The study’s author is careful to note this doesn’t prove bias corrupts research conclusions. Maybe, he allows, sustained inquiry into social phenomena just happens to produce left-coded results. That’s a generous interpretation at best and feels like something you have to say when you publish this type of research. But actual findings in the paper are less charitable: separate controlled experiments cited in the literature showed that, as brief examples, pro-immigration research teams estimated more positive effects of immigration on public programs, and historians rated abstracts higher when they aligned with the reviewer’s own ideology. So bias can bleed into answers, and into who gets published (this also explains why some pranksters were easily able to get multiple fake papers published, merely because they were ideologically aligned).

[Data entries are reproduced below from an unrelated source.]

PR #918, opened 2020-04-28
UI: Add deep linking for tabs in Settings page

### LINKED ISSUE #670: UI: Provide anchor on each Settings tab for deep-linking
**Current Behavior**
A user visiting the /settings page in Meshery may want to land within one of the Settings tabs (Environment, Service Meshes, Metrics). 

As an example, currently, if a user navigates to http://meshery/settings#service-meshes, the "Service Meshes" tab is not open.

**Desired Behavior**
Named anchor (<a>) tags should be added to each Settings screen tab, like so:

- `<a name="environment"> </a>`
- `<a name="service-meshes"> </a>`
- `<a name="metrics"> </a>`

**Reference**
```
<button class="MuiButtonBase-root MuiTab-root MuiTab-textColorPrimary Mui-selected MuiTab-labelIcon MuiTab-fullWidth" tabindex="0" type="button" role="tab" aria-selected="true" title="Connect Meshery Adapters">
```
**Screenshot**
Screen Shot 2020-02-12 at 10 40 32 PM

aayushdutt:
Signed-off-by: Aayush Dutt <aayushd100@gmail.com>

#### Description

Add deep linking in Settings page for environtment, service-mesh, and metrics tabs
This PR fixes #670    

#### Notes to reviewers:
Not sure if this is the best way to achieve this. Reviews/suggestions are welcome.

#### Checklist

### DIFF
--- a/ui/components/MesherySettings.js
+++ b/ui/components/MesherySettings.js
@@ -1,6 +1,7 @@
 import React from 'react';
 import PropTypes from 'prop-types';
 import { withStyles } from '@material-ui/core/styles';
+import { withRouter } from 'next/router';
 import { connect } from 'react-redux';
 import Tabs from '@material-ui/core/Tabs';
 import Tab from '@material-ui/core/Tab';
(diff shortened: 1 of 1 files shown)


leecalcote:
Hello! This is exciting. 😄

leecalcote:
A good way to put this new feature to use it to change from this:

Screen Shot 2020-04-29 at 12 39 45 AM

to this:

Screen Shot 2020-04-29 at 12 39 45 AM

aayushdutt:
> A good way to put this new feature to use it to change from this:
> 
> Screen Shot 2020-04-29 at 12 39 45 AM
> 
> to this:
> 
> Screen Shot 2020-04-29 at 12 39 45 AM
> 
> The component used here, doesn't need to be a button.

Good suggestion. I'll put that up in a new issue

aayushdutt:
> Tested. This works!
> 
> I don't know that it would be an improvement to dynamically name anchors based on the name of the tabs. I don't think doing so makes the code any less fragile or easy to sustain.

@leecalcote I agree that would be better
Here are some considerations though:
* We will need to re-render the page since the names of the tabs will not be known to the constructor.
* Current structure of the page is not using name attributes, instead, it is using the imported component and rendering is based on the tab index in state.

One other thing I want to point out is there’s a massive replication crisis in the social sciences, and while that itself might not always be due to one political ideology or another, the vast majority of the people responsible are in fact left-leaning. Many findings don’t replicate (often fewer than half) and effects frequently shrink or disappear. Add incentives like p-hacking and a bias toward positive results, plus ideological homogeneity, and you get a literature that looks settled but isn’t. This would not occur as often if there were more people to provide an adversarial perspective, something good science requires. And if you can’t be in the room with people who disagree with you, I’m not sure if you’re really cut out for this type of work.
Someone asked me the other day why I care about what’s going on in universities and about them remaining neutral. It’s kind of a nihilistic question because we all should care. But I’ll answer here again: it’s important academia gets things right, because the implications extend far beyond campus walls. Research informs public policy, shapes medical guidelines, and drives decisions in business and economics. When the underlying findings are fragile or skewed, the downstream effects show up in real lives, real costs, and real tradeoffs. Our institutions should strive to be politically neutral arenas for inquiry, where conclusions are earned through evidence and not aligned in advance with ideology. Scientific results should be durable, replicable, and open to challenge, not purely persuasive in the moment or convenient to prevailing views. If we lose that standard we undermine the quality of the decisions built on top of it.

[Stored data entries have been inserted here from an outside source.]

PR #10912, opened 2024-05-09
Remove boolean values from `selectablerows` prop

sudhanshutech:
**Notes for Reviewers**

This PR fixes the warning `depraction` notice which was coming in meshery because we were using boolean values for a prop `selectable row` which is responsible for selecting rows which does not takes any boolean values in last update of table package


sudhanshutech:
@leecalcote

What we have now is an academic ecosystem that mostly produces politically uniform research, trains students who emerge afraid to challenge professors and peers, and presents its outputs to the public as neutral expertise. It isn’t, the research says so, and the data is coming from inside the house. In a way it feels like the church has clawed back educational control, just a different kind. And if any of today’s post bothers you, I want to reiterate that both liberalism and education thrive from critique, not shying away from it. I still remain optimistic we can do better.



My experience with STEM and Business professors is that they are fairly neutral, which is what we would expect from an evidence based logic driven perspective.